A big change between this movie and the previous two series is a dramatic change in artstyle. People were complaining about this when the first trailer appeared, because people are stupid. The change in style comes from the new director Kazuya Murata, who has previously directed episodes of Code Geass and Eureka Seven, among other things. I honestly prefer his style over the previous series. It does have some goofy looking attempts at walking and running, but during fight scenes the loose style allows for more stylish looking action. The only times it really suffers are when characters are far away, where they tend to lose most of their detail. I’ve seen it described as cheap and ugly, but I think it looks better than either of the series and lends itself much better to the kind of action you get in Fullmetal Alchemist. But it’s different, and people hate change, so I see where the complaints come from.
Funimation obviously brought back the old cast for returning characters, so I’ll not dwell on those. Suffice to say, they all have a great amount of experience with the characters and handle them as well as they ever have.
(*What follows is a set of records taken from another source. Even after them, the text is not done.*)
PR #269, opened 2023-12-06
Optimize beam search

bittremieux:
- Move some initialization code for discarding invalid beams (i.e. which tokens are neutral losses or N-terminal residues) to `__init__` to only do it when initializing the model instead of every time a batch of beams is checked for termination.
- Move peptide detokenizing to the point where it's absolutely needed. This is still a slow step (currently done in DepthCharge) that could maybe be skipped by calculating masses from tokens directly? @wfondrie What do you think?
- Only calculate the peptide mass once and then subtract masses of neutral losses instead of adding the neutral losses to the peptide and then calculating the mass of the entire peptide.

New additions to the cast are Alexis Tipton as Julia Chrichton and Matthew Mercer as Ashley Chrichton, both of whom give good performances, though neither role is particularly challenging. Julia has her share of emotional scenes, and Alexis Tipton handles them great, but this isn’t the kind of role that’s really going to draw out a great performance. Mathew Mercer doesn’t really get a chance to shine as Ashley until the climax of the film since the character is fairly calm and composed most of the time, but again he gives as good a performance as is necessary for a fairly shallow character. Patrick Seitz also shows up as the villain near the end and shouts about being angry and wanting to destroy the world for 20 minutes, and he does as good a job as anyone could really.
If what you love about Fullmetal Alchemist was the emotional captivating story, you’re probably going to be disappointed with Sacred Star of Milos. It has none of the engaging story and is basically just a 90 minute filler episode. But if all you want to see is your favourite Fullmetal Alchemist characters (assuming your favourite characters are Ed and Al and no one else) going on another adventure, it’s a fine movie. It may not be emotionally engaging in any way, but it is a nice last hurrah for the franchise.
It’s better than Conqueror of Shamballa at least.